# Removing fluid from tractor tires



## Gearclash (Nov 25, 2010)

My new to me baler tractor evidently has some kind of fluid in one rear tire. What ever it is freezes in the temperatures we have here. Talk about a rough ride! What is the best way to remove this fluid (when it has thawed)?


----------



## urednecku (Oct 18, 2010)

When I had a flat, I put the valve stem on the bottom, & pulled the valve core out. (with blocks under the rear end so the tractors weight didn't set on the tire sidewalls.) As the flow slowed, I put an air gun on the air hose & refilled the air pressure to keep it flowing.

*BUT* --- I only have plain *water* in my tires...*.here. *HERE, they don't freeze.

Good luck!


----------



## stack em up (Mar 7, 2013)

Most tire shops will pump it out and get rid of it for a fee. But since it's most likely water and not calcium chloride, do what ******* says. I try to keep the calcium chloride, works great to settle the dust of the gravel road by the farm place.


----------



## Gearclash (Nov 25, 2010)

Problem I see is that the stem is at the bottom of the rim, which is not at the bottom of the tire. I would like to get as much of the fluid out as possible. As ******* says, I don't want to mash the sidewall with tractor weight. What do tire shops use to remove fluid?


----------



## stack em up (Mar 7, 2013)

It's a fluid pump that can withstand the corrosiveness of the solution.


----------



## Gearclash (Nov 25, 2010)

Do they insert a suction tube thru the stem with the core removed? I haven't looked yet but if there is an inner tube then I would think that sucking the tube flat would remove most of the fluid.


----------



## urednecku (Oct 18, 2010)

My tire had a tube. The bead came off the rim, & it was no problem to get the outside bead off the rim when the tube was de-flated. A bit of a pain, but no real problem getting the tube mostly empty & out, then scoop most of the water outta the tire & dry it. Takes a bit of time, but not really hard.


----------



## urednecku (Oct 18, 2010)

> I haven't looked yet but if there is an inner tube then I would think that sucking the tube flat would remove most of the fluid.

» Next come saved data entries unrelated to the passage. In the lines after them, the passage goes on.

PR #558, opened 2020-02-24
uart link

s9meboeh:
Enable CRTP communication via Uart.

### DIFF
--- a/Makefile
+++ b/Makefile
@@ -1,6 +1,6 @@
 # CrazyFlie's Makefile
 # Copyright (c) 2011,2012 Bitcraze AB
-# This Makefile compiles all the objet file to ./bin/ and the resulting firmware
+# This Makefile compiles all the object file to ./bin/ and the resulting firmware
 # image in ./cfX.elf and ./cfX.bin
 
 CRAZYFLIE_BASE ?= ./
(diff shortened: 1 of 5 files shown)


knmcguire:
Hi! 

From the first sight this looks good but we would need to check if this works properly, which we will try to verify this week.

Is there a reason why the CRTP through usb or crazyradio does not work out for you?

s9meboeh:
Hello Kimberly,

I am from the team of the Saarland University that extended the Drone
for Wifi communication with the Raspberry Pi, thus we needed Uart to the
Raspberry Pi.
I am still struggeling with the toolbelt for the Crazyflie library,
otherwise I would already have created a pull request for this one too
and send you an Mail with further information.
Probably it makes sense to wait with the review till you also have this
counterpart, I hope to get it done today or tomorrow.

Best regards,
Marlene

knmcguire:
Code looks good and is all behind a build flag so it is not really affecting anybody else using it. 

A small word of concern is that, with the flag on, communication via the crazyradio is not possible anymore. For the USB and Radiolink, there is an automatic switch, which would be nice to implement the uart in there as well. But we will consider this as a possible future improvement, and it is all safely behind a build flag anyway :)

PR #563, opened 2020-03-08
Kyle app

Kpellham:


krichardsson:
Hi! 
The intention of the app layer is to enable users to write their own apps with an [out of tree build](https://www.bitcraze.io/docs/crazyflie-firmware/master/build_instructions/#out-of-tree-build) to separate the app from the firmware. The idea is that you store the source code of your app in your own repo and pull in the Crazyflie firmware as needed. For this reason I will close this pull request.

Please reopen this pull request if I misunderstood the situation.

Might be you could pull the core & put a hose air-tight over the stem, with the other end a couple feet lower than the bottom of the tire. Park beside a ditch, on a block, etc.


----------



## vhaby (Dec 30, 2009)

Since the fluid in the tire freezes it is likely not a salt solution in the tire. Salt lowers the freezing point of a liquid. If you can find flexible tubing the size that will fit into the tire stem and insert it into the bottom of the tire when parked on a hill, the water or whatever solution should syphon out of the tire when the outside end of the tube is lower than the end inside the tire. As you know, you will have to start the flow by suction. Because the id of the hose will be quite small, this will take some time, like overnight.


----------



## Tx Jim (Jun 30, 2014)

Back when I plowed with my JD 4255 I had plain water in the tubeless rear tires. When I decided to stop plowing but continued to rd bale I just jacked up each tire,turned valve stem to 6 o'clock removed stem then let most all the water out then aired tires back up. It's been operating for several years with no problems with the small amount of water in the tires. The small amount of water left in tire doesn't affect the ride of the tractor. No I'm not concerned that the "painted rims" will rust from plain ole H2O.


----------



## German Farmer (Apr 14, 2014)

Call a tire shop. If you leave two cups of fluid in the tube, it will basically become a frozen knife chipping away as you drive. If you don't have a tube, determine what fluid is. If it was calcium chloride, dismount tire and clean the rim and tire completely. My guess is the machine is fairly late model and most dealerships have been using "Windex" or a cheap, knock-off anti-freeze in recent years. If that is the case, sorry buddy, it must be really, really cold where you are at if that froze.


----------



## Tx Jim (Jun 30, 2014)

German Farmer said:


> If you leave two cups of fluid in the tube, it will basically become a frozen knife chipping away as you drive. If you don't have a tube, determine what fluid is. If it was calcium chloride, dismount tire and clean the rim and tire completely.


If tire had CaCl in it then most likely it wouldn't turn into ICE!!!!!!!!!!!!


----------



## urednecku (Oct 18, 2010)

> If you leave two cups of fluid in the tube, it will basically become a frozen knife chipping away as you drive.


If you determine it's just water... get out what you can & add maybe a gallon of anti-freeze.


----------



## Gearclash (Nov 25, 2010)

Thanks everyone for the advice! Too cold to do anything with it yet.

Good chance there is plain water in the tire, as I am pretty sure this was a southern tractor if the lack of block heater is any indication. The other rear tire is near new which probably explains why it has no fluid (I think).


----------



## German Farmer (Apr 14, 2014)

Normally, I would agree Tx Jim, but your cold in Texas, my cold in Indiana, and his cold in the North. Big differences. I don't know what the freezing point is for CaCl mixes but I really hope I never have to know how cold it has to be to freeze that tire.


----------



## Gearclash (Nov 25, 2010)

It's been unseasonably cold here but nothing below 0*F really. Average temp is probably in the mid 20s.


----------